El predicador conservador de los viernes en la ciudad de Zahedan, donde el régimen mató a unas 100 personas en un día el 30 de septiembre, no solo condenó la brutalidad de la República Islámica y las violaciones sistemáticas en las cárceles, sino que también pidió libertad de expresión y reunión y un referéndum, en el que los propios iraníes deberían decidir en qué dirección política debería ir su país.

Es importante reconocer los matices de esta resistencia. Porque son estos matices los que demuestran una amplitud que no siempre se reconoce –o no se quiere reconocer– especialmente en el exterior. No se puede negar que el interés del público mundial en los valientes iraníes también se basa en el hecho de que las mujeres musulmanas queman sus velos aquí. El movimiento se convierte así en una pantalla de proyección del propio resentimiento contra el Islam y sus seguidores, y el contexto iraní a menudo se pasa por alto.

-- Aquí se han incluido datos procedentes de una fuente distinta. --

PR #192, opened 2020-07-01
Default value for optional string parameters should be None

### LINKED ISSUE #189: Make named parameters of type string default to None and not ''
Make sure we default `string` named parameters to `None` across the codebase instead of `''` for consistency.

```
def foo(arg: str = None):
```

giovannt0:
Closes #189

### DIFF
--- a/libcloudforensics/providers/aws/forensics.py
+++ b/libcloudforensics/providers/aws/forensics.py
@@ -226,7 +226,7 @@ def StartAnalysisVm(
       raise RuntimeError('error - ListImages returns >1 AMI image: [{0:s}]'
                          .format(', '.join(image_names)))
     ami = ami_list[0]['ImageId']
-  assert ami  # Mypy: assert not None
+  assert ami  # Mypy: assert that ami is not None
 
   analysis_vm, created = aws_account.GetOrCreateAnalysisVm(
       vm_name,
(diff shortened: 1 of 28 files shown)


libcloudforensics/providers/aws/forensics.py
```diff
@@ -226,6 +226,7 @@ def StartAnalysisVm(
       raise RuntimeError('error - ListImages returns >1 AMI image: [{0:s}]'
                          .format(', '.join(image_names)))
     ami = ami_list[0]['ImageId']
+  assert ami  # Mypy: assert not None
```
sa3eed3ed, line 229: can you make the assert here and in other places more explicit.
i.e. "assert ami is not None"

libcloudforensics/providers/aws/forensics.py
```diff
@@ -164,7 +164,7 @@ def StartAnalysisVm(
     vm_name: str,
     default_availability_zone: str,
     boot_volume_size: int,
-    ami: str = '',
+    ami: Optional[str] = None,
```
tomchop, line 167: Doesn't `Optional[str]` default to `None`? e.g. do you need to specify `= None` each time? https://mypy.readthedocs.io/en/stable/kinds_of_types.html#optional-types-and-the-none-type

giovannt0: If you remove `= None` it seems that you are changing the argument to a non-default parameter and my IDE is not happy.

Pero los iraníes no lo permitirán. Desde el principio lo dejaron claro: no luchamos contra la religión (como le gusta presentarla al propio régimen, para dividir a los manifestantes y crear miedo entre los piadosos), sino contra quienes la abusan políticamente.

Por eso las mujeres de Sistán-Baluchistán, por ejemplo, gritan: «¡Con o sin hiyab, todas marchamos hacia la revolución!». O el país celebra a las mujeres con chador que luchan contra el régimen, como la activista por los derechos de las mujeres encarcelada Fatemeh Sepehri, cuyo retrato cuelga de carteles sobre los cruces de autopistas. Y también la igualmente encarcelada activista de derechos humanos Farideh Moradkhani, sobrina del líder revolucionario Ali Khamenei, máxima autoridad del país. En un mensaje de video, el hombre de 51 años hizo un llamado a las personas libres del mundo para que se opongan a este «régimen asesino que mata niños». Comparó a su tío con Hitler y Mussolini.

Eso también puede ser una sorpresa. ¿Resistencia de su propia familia? ¿Es el? Ciertamente, incluso tiene una tradición. No solo la sobrina de Khamenei, sino también su sobrino, su hermano y su hermana se han opuesto durante mucho tiempo a su familiar más destacado.

Colapsando lealtades

La resistencia de Irán tiene muchas caras. Y el aparato de poder es tan heterogéneo como la sociedad civil bien fortificada. No todos pactan con el régimen con la misma motivación y con la misma intensidad.

Por lo tanto, sería ingenuo pensar que cada uno de los 200.000 miembros estimados de la Guardia Revolucionaria o los -según sus propias declaraciones- 25 millones de fuertes milicias Basij, el grupo de voluntarios cuyo brazo paramilitar se encarga de sofocar las protestas, pertenecen a la regla. de los mullahs sostiene la vara en la misma medida.

Sería igual de ingenuo creer que podrían desertar en cualquier momento. Actualmente no hay indicios de que se unan a los manifestantes. Y, sin embargo, son la clave para un bloqueo del sistema. Si su lealtad se derrumba, la República Islámica es historia.

Para que esto suceda, el movimiento debe crecer. “Aún no logramos los números que necesitamos en la calle”, dicen los opositores en el exterior, pero en voz baja para no dar la impresión de que dudan del movimiento o quieren desanimar a sus compatriotas. Las cifras altas son importantes porque propagan el temor de un derrocamiento exitoso entre los últimos partidarios que quedan del régimen. Podrían persuadir a los últimos partidarios que quedan del régimen de que no quieran estar en el lado equivocado de la historia.

Y sobre todo, para salvar su propio pellejo. Pero también necesitan garantías de los manifestantes, una señal de buena voluntad de que esta vez las cosas serán diferentes a la última. Que los nuevos revolucionarios se comporten de manera más civilizada que los viejos del 79. Y que no le roben un día a su revolución el anillo de la esperanza.

Solmaz Jorsand es periodista, autor y podcaster. Escribe sobre política, sociedad y cultura. Su libro «Pathos» fue publicado por Kremayr & Scheriau en 2021.